Man and the social world are two inseparable things. Since man in nature is a social

being. It is naturally man’s own hold to co-exist with the other. Man just can’t live alone, and

even living alone doesn’t always mean being alone. Man is a subject-giving body, an existing

being that brings out the best of the other. In this man can’t be fulfilled living alone, with the

other, man’s journey comes out its best when others are involved in making it at its best.

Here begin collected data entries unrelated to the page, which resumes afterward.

PR #8219, opened 2026-09-07
feat(cli): add --org-name and --env-name login flags

igmagollo:
## Pull request description 
Request 1 on [TKC-6575](https://linear.app/kubeshop/issue/TKC-6575/cli-name-based-login-flags-org-name-env-name-clientdirect-against?noRedirect=1)

Adds `--org-name` / `--env-name` so you can log in without pasting ids into a CI script.

The lookup itself isn't new, the interactive prompt already lists orgs and environments by name and maps the pick back to an id. That code just wasn't reachable without a TTY. This exposes it as flags.

```bash
testkube login --org-name <org> --env-name <env>
```

### After

Precedence per level: id → name → interactive picker. Passing both an id and a name for the same level is rejected by cobra up front.

Three judgment calls worth a second opinion:

- **Names match exactly, case included**, same as the picker. Environment names also try the slug if no name matches.
- **Duplicate names are an error, not a coin flip.** These are display names with no uniqueness guarantee, so the resolver lists the colliding ids and tells you to use `--org-id`. That's what lets this ship without waiting on TKC-2219.
- **The picker is now gated on a TTY.** `ui.Select` swallows pterm's error, so in CI a missing `--org-id` used to become an empty id that blew up later with
  `error getting organization`. It now fails immediately and names the flag.

`set context` and `pro connect` use a non-prompting variant of the resolver, since both are fine with no org/env at all.

Two things fixed on the way past: `pro init` / `docker init` used to pass empty ids straight through to a lookup that failed opaquely, and `pro connect` checked `--api-key` / `--api-uri` *after* the point a name lookup needs them.

Tests cover the match/miss/ambiguous/slug cases and the precedence matrix.

- [x] tested locally
- [x] tested on cluster
- [ ] added new dependencies
- [ ] updated the docs
- [x] added a test

## Breaking changes

-

## Changes

-

## Fixes

-


courageousillumination:
@greptileai

courageousillumination (commented):
Do you think it makes sense to just have an `--org` and `--env` flag which can accept either? Possibly even deprecate the `--*-id` variants?

igmagollo:
> Do you think it makes sense to just have an `--org` and `--env` flag which can accept either? Possibly even deprecate the `--*-id` variants?

Yeah, it does. The IDs are well formed so we are able to identify if the strings passed are IDs or not.

igmagollo:
@greptileai

igmagollo:
@greptileai

igmagollo:
> Do you think it makes sense to just have an `--org` and `--env` flag which can accept either? Possibly even deprecate the `--*-id` variants?

I took a look and it seems the agent command uses `--env` with which appears a different meaning, so by deprecating it and replacing it right away could cause compatibility issues

cmd/kubectl-testkube/commands/common/orgenv.go
```diff
@@ -0,0 +1,108 @@
+package common
```
dejanzele: the filename is a bit unintuitive to me

cmd/kubectl-testkube/commands/pro/connect.go
```diff
@@ -120,18 +120,41 @@ func NewConnectCmd() *cobra.Command {
...
+			//
+			// No organization is inherited from the current context either. This
+			// migrates an installation to Pro and is largely one-way, so the
+			// organization is required explicitly rather than picked up from
+			// whatever context happens to be saved; --env-id has no fallback
+			// either.
+			if masterOpts.Master.OrgName != "" || masterOpts.Master.EnvName != "" {
+				err := common.ResolveNamedOrgAndEnv(masterOpts.Master.URIs.Api, apiKey, &masterOpts.Master,
+					"", cfg.SkipTLS || cfg.CloudContext.SkipTLS)
+				ui.ExitOnError("resolving organization and environment", err)
```
dejanzele: Can you try and use `CLIError` instead of `ui.ExitOnError`? Check for usage of CLIError, it is the preferred way as we can add hints and a nicer error description to the enduser

cmd/kubectl-testkube/commands/pro/connect.go
```diff
@@ -120,18 +120,41 @@ func NewConnectCmd() *cobra.Command {
...
+			}
+
+			if masterOpts.Master.EnvId == "" {
+				ui.Failf("You need pass valid environment id to connect to Pro")
```
dejanzele: same as above

AGENTS.md
```diff
@@ -82,6 +82,15 @@ Still to come: Control Plane persistence and enforcement of the owner, and the `
 - Adding a new CI/runtime detection: extend `pkg/cliruntime/context.go` so both telemetry and the update-check feature stay in sync.
 - Adding a new AI-tool detection: extend `DetectAITool` in `pkg/cliruntime/context.go` (add the env-var check and a `TestDetectAITool` case in `context_test.go`); no telemetry wiring changes are needed since payloads already read the `AITool` field.
 
+## CLI organization and environment resolution
```
dejanzele: I am wondering is it worth bloating the AGENTS.md with this

cmd/kubectl-testkube/commands/common/flags.go
```diff
@@ -107,6 +107,13 @@ func PopulateMasterFlags(cmd *cobra.Command, opts *HelmOptions, isDockerCmd bool
 
 	cmd.Flags().StringVar(&opts.Master.OrgId, "org-id", "", "Testkube Pro organization id [required for centralized mode]"+neededForLogin)
 	cmd.Flags().StringVar(&opts.Master.EnvId, "env-id", "", "Testkube Pro environment id [required for centralized mode]"+neededForLogin)
+
+	// Name-based alternatives to the id flags, so that non-interactive logins can
+	// pass the same friendly names the interactive selector displays.
+	cmd.Flags().StringVar(&opts.Master.OrgName, "org-name", "", "Testkube Pro organization name, alternative to --org-id"+neededForLogin)
```
dejanzele, line 113: Is this only applicable to the paid offering?
Otherwise I'd just say "Testkube organization name".

Below it says slug or name, here it says only name.

AGENTS.md
igmagollo: Yeah, now I would say that it isn't since we probably have things we want to cleanup already...

cmd/kubectl-testkube/commands/common/flags.go
igmagollo: I am not really sure, most of it comes from the login example, and the login example comes from the "pro" sub directory.

I will take a look on it.

igmagollo: @dejanzele I thing it is correct, this flags are alternatives to `--org-id` and `--env-id` and both flags already says "Pro"

igmagollo:
@greptileai

dejanzele (approved):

I recalled the moment where I sat and cry and the book where John Donne’s famous line

was written, “No man is an island.” Then I realize that it is okay to just sit down and cry on a

corner just for a while, not for the rest of my life. I am a man, and man is bound to live with

other men, that I can’t live alone for myself, but I live for others, and for living with others I

make out the best not just for me, but to the others. No man is an island, we all need the others to

stand and witness the beauty of life.

References

Buber, Martin. Elements of Interhuman. Philosophy of Man (Selected Readings),

2nd Edition. 2001. Quezon City, Metro Manila: JP Printers & Co., Inc.

Dy, Manny. The Phenomenology of Love. Philosophy of Man (Selected Readings),

2nd Edition. 2001. Quezon City, Metro Manila: JP Printers & Co., Inc.

Johann, Robert O. The Task of Man. Philosophy of Man (Selected Readings),

2nd Edition. 2001. Quezon City, Metro Manila: JP Printers & Co., Inc.